Ich glaub das wird ne längere Auswahl... 

Ich hab nochmal geschaut was sich zur Phobya Pumpe finden lässt. Youtube ist da durchaus eine Hilfe und die Phobya ist wirklich nicht gerade die leiseste. Die Videos von der Magicool Lösung sind da wirklich deutlich leiser und die Magicool ist insgesamt echt leise. Der Preis ist zudem auch wirklich spottbillig. Einzige Knackpumpe bei der Magicool, ich frage mich ob ich die ordentlich entkoppeln kann. Zweiter Knackpunkt, man hat doch schön gesehen, dass sich ein ordentlicher Strudel im kleinen AGB bildet wenn die Magicool läuft. Ich weiß jetzt nicht wie schlecht das ist, habe aber gelesen das möchte man eigentlich nicht haben. Weshalb viele AGB eben spezielle Einsätze haben. 

Beim CPU Kühler ist mir aufgefallen, auch durch ein Video in dem mal so eine Eisbär AIO geöffnet wurde, dass die Kupferbodenplatte von der Eisbär und den UC2 identisch sind, genauso wie der Aufbau darüber. Im Prinzip hat man also beim Eisbär ein UC2 mit der Pumpe samt mini Behälter drüber. Verarbeitung vom Kupferboden ist bei meinem exemplar auf der CPU Seite vollkommen in Ordnung, eben poliert. Was die Rückseite angeht kann ich nichts sagen, das sieht etwas "grob" aus auf Bilder. Solange es funktioniert ists okay. Was spricht gegen den UC2 LT mit Plexi Top? 
Was die Montage vom UC2 angeht hab ich das jetzt auch "gesehen". Ich würde mir auf jeden Fall die Backplate dazu holen, die kostet nur knapp 3€. Und dann sehe ich da eigentlich keine Probleme, immerhin sind die Schrauben schon drin. Beim Eisbär ist das noch blöder gemacht, da muss man von oben gegen den Federdruck das Loch suchen um die Mutter zu finden und es dann anzuziehen. 

Fittings und Schläuche stelle ich am besten mal hinten an, das müsste ich einfach schauen was sich ergibt. 

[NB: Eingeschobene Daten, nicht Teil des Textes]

PR #11000, opened 2021-02-23
Fix isDynamicallyEncoded() for structs containing internal types

cameel:
Fixes  #10516.

This PR changes the implementation of `isDynamicallyEncoded()` for structs to just use the member types directly instead of their `interfaceType()`. This does not seem to be causing any problems but I don't know why `interfaceType()` was used there in the first place.

Issue #10516, opened 2020-12-07
ICE in `StructType::isDynamicallyEncoded()` when a function has a `memory` struct argument with an internal type inside


agroce:
## Description

This contract:
```solidity
contract C {
    struct S {
    	function () e;
    }
    function f(S[2] memory s1) public {
    }
}
```

produces:

```
Internal compiler error during compilation:
/home/user/solidity/libsolidity/ast/Types.cpp(2321): Throw in function virtual bool solidity::frontend::StructType::isDynamicallyEncoded() const
Dynamic exception type: boost::exception_detail::clone_impl<solidity::langutil::InternalCompilerError>
std::exception::what: 
[solidity::util::tag_comment*] = 
```

when compiled with solc.

Looks like all other deaths in isDynamicallyEncoded were fixed, so this is a new variant (the structure looks different to me at a glance).

On master, using AFL fuzzing.  Another discovery using https://github.com/agroce/afl-compiler-fuzzer.

## Environment

- Compiler version:  0.7.6-develop.2020.11.30+commit.7e7a42c6.Linux.clang
- Target EVM version (as per compiler settings): N/A
- Framework/IDE (e.g. Truffle or Remix): N/A
- EVM execution environment / backend / blockchain client: N/A
- Operating system: Ubuntu 18.04 in docker

## Steps to Reproduce

Above shows pretty clearly, I think.

cameel:
The crash happens because `TypeChecker::visit(FunctionDefinition)` does not stop when it detects `TypeError 4103: Internal type is not allowed for public or external functions.`. It continues to visit function parameters and in case of an array, it ends up calling `isDynamicallySized()` on the base type - which is not allowed when the type is an internal one.

If we change the type to a struct (rather than an array of structs) it does not crash. Apparently `isDynamicallySized()` does not get called in that case. It also does not crash if I change the example so that there's a single struct that contains an array of function pointers.

So the question is: does `isDynamicallySized()` really need to use an external type? I see that `interfaceType()` is used by it only in case of structs. For example we just use the base type directly in case of arrays. I looked at what `interfaceType()` does an it looks like it either returns an unchanged type, creates a copy of the type as a `memory` type or returns an error (if there's no external type). In my opinion none of these things can affect whether the type is dynamically sized or not.

So my first attempt at fixing this would be to simply use the base type directly. I'm going to submit a PR that does this.

If this is not a good solution then another one would be to just make it a fatal error and stop the analysis before we analyze the parameters.

[...]

PR #12266, opened 2021-11-10
ICE in StructType::isDynamicallyEncoded() when a function has a calldata struct argument with an internal type inside :: Issue 11610

### LINKED ISSUE #11610: ICE in `StructType::isDynamicallyEncoded()` when a function has a `calldata` struct argument with an internal type inside
## Environment

- Compiler version: Version: 0.8.7-develop.2021.7.4+commit.f6cb933f.Linux.clang
- Target EVM version (as per compiler settings):
- Framework/IDE (e.g. Truffle or Remix):
- Operating system: Linux 5.4.0-77-generic x86_64 GNU/Linux

#### Test program: small.sol
```solidity
contract C {
  struct S {
    function() a;
  }
  function f(S[2] calldata) {}
}
```
#### Compiler Command
```bash
solc-trunk-asan_ubsan --optimize small.sol
```
#### Output
```
Internal compiler error during compilation:
/solidity/libsolidity/ast/Types.cpp(2149): Throw in function virtual bool solidity::frontend::StructType::isDynamicallyEncoded() const
std::exception::what: 
```

nishant-sachdeva:
TypeChecker.cpp :: Replced typeError with fataTypeError in lines 390 and 406. 
Test file added in test/libsolidity/syntaxTests/calldata_struct_argument_with_internal_type_inside.sol
Relevant line added to Changelog.md

Closes #11610

### DIFF
--- a/Changelog.md
+++ b/Changelog.md
@@ -29,6 +29,7 @@ Bugfixes:
  * TypeChecker: Improved error message for constant variables with (nested) mapping types.
  * Yul Assembler: Fix internal error when function names are not unique.
  * Yul IR Generator: Do not output empty switches/if-bodies for empty contracts.
+ * ICE in StructType::isDynamicallyEncoded() when a function has a calldata struct argument with an internal type inside
 
 
 Build System:
--- a/libsolidity/analysis/TypeChecker.cpp
+++ b/libsolidity/analysis/TypeChecker.cpp
@@ -387,7 +387,7 @@ bool TypeChecker::visit(FunctionDefinition const& _function)
 			_var.referenceLocation() == VariableDeclaration::Location::Storage &&
 			!m_currentContract->abstract()
 		)
-			m_errorReporter.typeError(
+			m_errorReporter.fatalTypeError(
 				3644_error,
 				_var.location(),
 				"This parameter has a type that can only be used internally. "
@@ -403,7 +403,7 @@ bool TypeChecker::visit(FunctionDefinition const& _function)
 				solAssert(!message.empty(), "Expected detailed error message!");
 				if (_function.isConstructor())
 					message += " You can make the contract abstract to avoid this problem.";
-				m_errorReporter.typeError(4103_error, _var.location(), message);
+				m_errorReporter.fatalTypeError(4103_error, _var.location(), message);
 			}
 			else if (
 				!useABICoderV2() &&
--- a/test/libsolidity/syntaxTests/calldata_struct_argument_with_internal_type_inside.sol
+++ b/test/libsolidity/syntaxTests/calldata_struct_argument_with_internal_type_inside.sol
@@ -1,0 +1,9 @@
+contract C {
+  struct S {
+    function() a;
+  }
+  function f(S[2] calldata) {}
+}
+// ----
+// SyntaxError 4937: (50-78): No visibility specified. Did you intend to add "public"?
+// TypeError 4103: (61-74): Internal type is not allowed for public or external functions.


Changelog.md
```diff
@@ -29,6 +29,7 @@ Bugfixes:
  * TypeChecker: Improved error message for constant variables with (nested) mapping types.
  * Yul Assembler: Fix internal error when function names are not unique.
  * Yul IR Generator: Do not output empty switches/if-bodies for empty contracts.
+ * ICE in StructType::isDynamicallyEncoded() when a function has a calldata struct argument with an internal type inside
```
cameel, line 32: Please rebase on latest `develop`. We have just relased 0.8.10 yesterday so this should be in the 0.8.11 section :)

test/libsolidity/syntaxTests/calldata_struct_argument_with_internal_type_inside.sol
```diff
@@ -0,0 +1,9 @@
+contract C {
+  struct S {
+    function() a;
+  }
+  function f(S[2] calldata) {}
+}
```
cameel, line 6:
```suggestion
contract C {
    struct S {
        function() a;
    }
    function f(S[2] calldata) {}
}
```

test/libsolidity/syntaxTests/calldata_struct_argument_with_internal_type_inside.sol
```diff
@@ -0,0 +1,9 @@
+contract C {
```
cameel, line 1: Unless the test is really unique in some way, I think it would be better to find a subdirectory where it fits best instead of dropping it directly into `syntaxTests/`.

I'd place it next to the test from #10516.

Changelog.md
cameel, line 32: Does it happen for `calldata` structs or only for arrays of structs? Can you add a test case covering single structs (unless there's one already, please check)?

libsolidity/analysis/TypeChecker.cpp
```diff
@@ -387,7 +387,7 @@ bool TypeChecker::visit(FunctionDefinition const& _function)
 			_var.referenceLocation() == VariableDeclaration::Location::Storage &&
 			!m_currentContract->abstract()
 		)
-			m_errorReporter.typeError(
+			m_errorReporter.fatalTypeError(
```
cameel, line 390: This generally seems fine to me but please check if it shouldn't rather be fixed in the same place as #11000 instead.

cameel (commented):
Congrats on the first PR!

I added some remarks for specific places in code in the comments below. Here are some general ones:
- I'd avoid making PRs from `develop` branch in your fork. It just makes it harder to update it or make multiple PRs. Please use named branches instead.
- Please use some sensible title for the PR (and a similar name for the branch). We generally don't know all issue numbers by heart so it's hard to say what it's about without looking it up :P In branch names the issue number also would make it annoying to type on the CLI because you have to type the number before you get autocompletion. Also no need to say "Draft" in the title.

cameel:
About your question from the call: you need to update test expectations (`isoltest` can do it automatically), which will remove the error from some tests but after doing that please make sure that every test still makes sense. If stopping early makes it ineffective at testing what it was supposed to (i.e. it should produce a specific error message that no longer shows up), it may have to be adjusted.

test/libsolidity/syntaxTests/calldata_struct_argument_with_internal_type_inside.sol
```diff
@@ -0,0 +1,9 @@
...
+  struct S {
+    function() a;
+  }
+  function f(S[2] calldata) {}
+}
+// ----
+// SyntaxError 4937: (50-78): No visibility specified. Did you intend to add "public"?
```
chriseth, line 8: Please make the function public (`function <functionName>() public ...`) so that this error goes away - it is not relevant for the test.

Changelog.md
nishant-sachdeva: @cameel  You've mentioned in #10516  that this works for a struct but not for an array of structs. 
This is because isDynamicallyEncoded() does not get called in the first case case.

However, I've added a test case to check for a single struct. Will push in the next commit.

Wie siehts eigentlich mit Korrosion aus. Wenn man Alu + Kupfer im Kreislauf hat ist das durchaus schlecht, das ist mir bewusst. Wie sieht es aus wenn man im Prinzip alles aus Kupfer ist aber der Radiator noch Messingkammern hat, bzw die Fittings sind ja auch meist vernickelt?


----------



## Ryle (26. Januar 2018)

*AW: Wasserkühlung erweitern/umbauen, Custom Empfehlungen*

Die Magicool müsstest du theoretisch nicht mal wirklich entkoppeln, die ist sehr vibrationsarm und selbst bei 12V extrem leise. Ich war selber überrascht als ich das Ding mal getestet habe. Wenn du sie entkoppeln willst, dann musst du die Halteklammern irgendwie vom Case entkoppeln. Dazu gibt es so Gummipuffer oder Schaumstoff, ähnlich den im Shoggy, den man dazwischen klemmt.
Bei den Phobya Pumpen kann man mal Glück haben, eine zu erwischen die keinen Krach macht und auch ne Weile läuft. Aber meist hat man spätestens nach ein paar Monaten dann Probleme. War zumindest früher so, keine Ahnung ob sich das inzwischen gebessert hat.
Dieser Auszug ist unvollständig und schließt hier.